PR #171, opened 2017-10-23
Close #154: Plot kwargs are not used

### LINKED ISSUE #154: Plot kwargs are not used
When using the slider of `openpmd-viewer` one can pass keyword arguments but they will not be used.

RemiLehe:
This pull request modifies the slider code so that it uses the user-provided kwargs.

As explained in the docstring, the kwargs will be applied both to the particle plots and field plots, and set the initial plotting options. The user can then still modify these options through the slider interface.


ax3l:
closes #154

========

The expected answer is an exact copy of the lines above, beginning at the line with "### LINKED ISSUE" and ending at the line with "This pull request", with both ends in.

## Exercise answer
### LINKED ISSUE #154: Plot kwargs are not used
When using the slider of `openpmd-viewer` one can pass keyword arguments but they will not be used.

RemiLehe:
This pull request modifies the slider code so that it uses the user-provided kwargs.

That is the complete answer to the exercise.